**GIVEN RECORDS:**
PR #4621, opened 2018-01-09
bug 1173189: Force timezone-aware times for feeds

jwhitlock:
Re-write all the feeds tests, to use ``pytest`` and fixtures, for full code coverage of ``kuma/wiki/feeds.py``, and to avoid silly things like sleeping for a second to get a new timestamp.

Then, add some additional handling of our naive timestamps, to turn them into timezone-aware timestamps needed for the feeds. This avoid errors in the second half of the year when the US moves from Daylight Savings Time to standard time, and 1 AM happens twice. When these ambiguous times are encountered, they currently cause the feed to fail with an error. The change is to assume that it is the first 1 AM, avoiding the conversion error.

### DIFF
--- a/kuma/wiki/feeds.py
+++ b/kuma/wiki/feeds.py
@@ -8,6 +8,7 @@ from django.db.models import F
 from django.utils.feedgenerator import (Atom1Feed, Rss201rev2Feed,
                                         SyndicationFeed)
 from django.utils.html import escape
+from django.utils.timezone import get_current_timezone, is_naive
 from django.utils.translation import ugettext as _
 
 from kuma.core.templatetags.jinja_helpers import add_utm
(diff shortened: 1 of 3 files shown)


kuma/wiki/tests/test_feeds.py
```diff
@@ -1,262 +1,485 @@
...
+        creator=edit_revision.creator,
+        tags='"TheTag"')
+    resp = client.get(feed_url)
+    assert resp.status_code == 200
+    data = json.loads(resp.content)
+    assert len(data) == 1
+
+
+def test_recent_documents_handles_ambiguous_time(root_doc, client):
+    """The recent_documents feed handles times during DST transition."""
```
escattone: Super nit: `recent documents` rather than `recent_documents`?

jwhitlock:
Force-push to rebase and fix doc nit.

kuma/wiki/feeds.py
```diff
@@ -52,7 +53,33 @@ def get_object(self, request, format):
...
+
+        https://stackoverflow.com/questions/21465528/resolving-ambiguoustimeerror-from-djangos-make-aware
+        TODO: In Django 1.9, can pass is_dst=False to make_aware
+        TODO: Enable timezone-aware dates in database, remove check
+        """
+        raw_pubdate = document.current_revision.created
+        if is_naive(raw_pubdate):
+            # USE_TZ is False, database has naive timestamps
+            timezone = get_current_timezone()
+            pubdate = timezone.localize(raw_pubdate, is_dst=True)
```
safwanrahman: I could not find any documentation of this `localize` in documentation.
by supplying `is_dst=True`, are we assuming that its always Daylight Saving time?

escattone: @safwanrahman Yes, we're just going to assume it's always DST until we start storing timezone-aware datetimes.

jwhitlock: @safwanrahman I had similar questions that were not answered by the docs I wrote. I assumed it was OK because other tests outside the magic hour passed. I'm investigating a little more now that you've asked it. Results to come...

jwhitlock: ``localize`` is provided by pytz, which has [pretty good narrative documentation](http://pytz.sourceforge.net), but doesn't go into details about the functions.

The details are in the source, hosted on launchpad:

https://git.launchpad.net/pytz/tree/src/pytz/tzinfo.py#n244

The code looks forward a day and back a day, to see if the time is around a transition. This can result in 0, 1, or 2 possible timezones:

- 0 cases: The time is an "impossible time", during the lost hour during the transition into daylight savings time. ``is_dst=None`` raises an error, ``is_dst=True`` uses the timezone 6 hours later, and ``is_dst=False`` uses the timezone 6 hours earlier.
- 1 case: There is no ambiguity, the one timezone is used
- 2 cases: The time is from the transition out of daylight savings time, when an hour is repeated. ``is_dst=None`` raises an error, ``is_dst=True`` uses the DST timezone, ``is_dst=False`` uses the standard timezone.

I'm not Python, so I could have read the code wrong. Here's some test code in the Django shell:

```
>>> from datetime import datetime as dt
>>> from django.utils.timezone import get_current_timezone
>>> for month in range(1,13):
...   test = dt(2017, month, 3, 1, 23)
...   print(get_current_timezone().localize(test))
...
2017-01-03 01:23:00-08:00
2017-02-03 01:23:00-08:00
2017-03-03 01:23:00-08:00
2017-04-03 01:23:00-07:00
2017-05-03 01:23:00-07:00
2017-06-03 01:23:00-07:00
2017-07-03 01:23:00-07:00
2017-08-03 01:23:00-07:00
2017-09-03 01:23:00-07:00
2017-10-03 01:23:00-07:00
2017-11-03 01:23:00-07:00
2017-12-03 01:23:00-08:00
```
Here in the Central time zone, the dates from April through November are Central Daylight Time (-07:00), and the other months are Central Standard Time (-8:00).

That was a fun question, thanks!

**ACTIVITY:** Please transcribe the full listing exactly, down to the last line.

**PROBLEM SOLUTION:**
PR #4621, opened 2018-01-09
bug 1173189: Force timezone-aware times for feeds

jwhitlock:
Re-write all the feeds tests, to use ``pytest`` and fixtures, for full code coverage of ``kuma/wiki/feeds.py``, and to avoid silly things like sleeping for a second to get a new timestamp.

Then, add some additional handling of our naive timestamps, to turn them into timezone-aware timestamps needed for the feeds. This avoid errors in the second half of the year when the US moves from Daylight Savings Time to standard time, and 1 AM happens twice. When these ambiguous times are encountered, they currently cause the feed to fail with an error. The change is to assume that it is the first 1 AM, avoiding the conversion error.

### DIFF
--- a/kuma/wiki/feeds.py
+++ b/kuma/wiki/feeds.py
@@ -8,6 +8,7 @@ from django.db.models import F
 from django.utils.feedgenerator import (Atom1Feed, Rss201rev2Feed,
                                         SyndicationFeed)
 from django.utils.html import escape
+from django.utils.timezone import get_current_timezone, is_naive
 from django.utils.translation import ugettext as _
 
 from kuma.core.templatetags.jinja_helpers import add_utm
(diff shortened: 1 of 3 files shown)


kuma/wiki/tests/test_feeds.py
```diff
@@ -1,262 +1,485 @@
...
+        creator=edit_revision.creator,
+        tags='"TheTag"')
+    resp = client.get(feed_url)
+    assert resp.status_code == 200
+    data = json.loads(resp.content)
+    assert len(data) == 1
+
+
+def test_recent_documents_handles_ambiguous_time(root_doc, client):
+    """The recent_documents feed handles times during DST transition."""
```
escattone: Super nit: `recent documents` rather than `recent_documents`?

jwhitlock:
Force-push to rebase and fix doc nit.

kuma/wiki/feeds.py
```diff
@@ -52,7 +53,33 @@ def get_object(self, request, format):
...
+
+        https://stackoverflow.com/questions/21465528/resolving-ambiguoustimeerror-from-djangos-make-aware
+        TODO: In Django 1.9, can pass is_dst=False to make_aware
+        TODO: Enable timezone-aware dates in database, remove check
+        """
+        raw_pubdate = document.current_revision.created
+        if is_naive(raw_pubdate):
+            # USE_TZ is False, database has naive timestamps
+            timezone = get_current_timezone()
+            pubdate = timezone.localize(raw_pubdate, is_dst=True)
```
safwanrahman: I could not find any documentation of this `localize` in documentation.
by supplying `is_dst=True`, are we assuming that its always Daylight Saving time?

escattone: @safwanrahman Yes, we're just going to assume it's always DST until we start storing timezone-aware datetimes.

jwhitlock: @safwanrahman I had similar questions that were not answered by the docs I wrote. I assumed it was OK because other tests outside the magic hour passed. I'm investigating a little more now that you've asked it. Results to come...

jwhitlock: ``localize`` is provided by pytz, which has [pretty good narrative documentation](http://pytz.sourceforge.net), but doesn't go into details about the functions.

The details are in the source, hosted on launchpad:

https://git.launchpad.net/pytz/tree/src/pytz/tzinfo.py#n244

The code looks forward a day and back a day, to see if the time is around a transition. This can result in 0, 1, or 2 possible timezones:

- 0 cases: The time is an "impossible time", during the lost hour during the transition into daylight savings time. ``is_dst=None`` raises an error, ``is_dst=True`` uses the timezone 6 hours later, and ``is_dst=False`` uses the timezone 6 hours earlier.
- 1 case: There is no ambiguity, the one timezone is used
- 2 cases: The time is from the transition out of daylight savings time, when an hour is repeated. ``is_dst=None`` raises an error, ``is_dst=True`` uses the DST timezone, ``is_dst=False`` uses the standard timezone.

I'm not Python, so I could have read the code wrong. Here's some test code in the Django shell:

```
>>> from datetime import datetime as dt
>>> from django.utils.timezone import get_current_timezone
>>> for month in range(1,13):
...   test = dt(2017, month, 3, 1, 23)
...   print(get_current_timezone().localize(test))
...
2017-01-03 01:23:00-08:00
2017-02-03 01:23:00-08:00
2017-03-03 01:23:00-08:00
2017-04-03 01:23:00-07:00
2017-05-03 01:23:00-07:00
2017-06-03 01:23:00-07:00
2017-07-03 01:23:00-07:00
2017-08-03 01:23:00-07:00
2017-09-03 01:23:00-07:00
2017-10-03 01:23:00-07:00
2017-11-03 01:23:00-07:00
2017-12-03 01:23:00-08:00
```
Here in the Central time zone, the dates from April through November are Central Daylight Time (-07:00), and the other months are Central Standard Time (-8:00).

That was a fun question, thanks!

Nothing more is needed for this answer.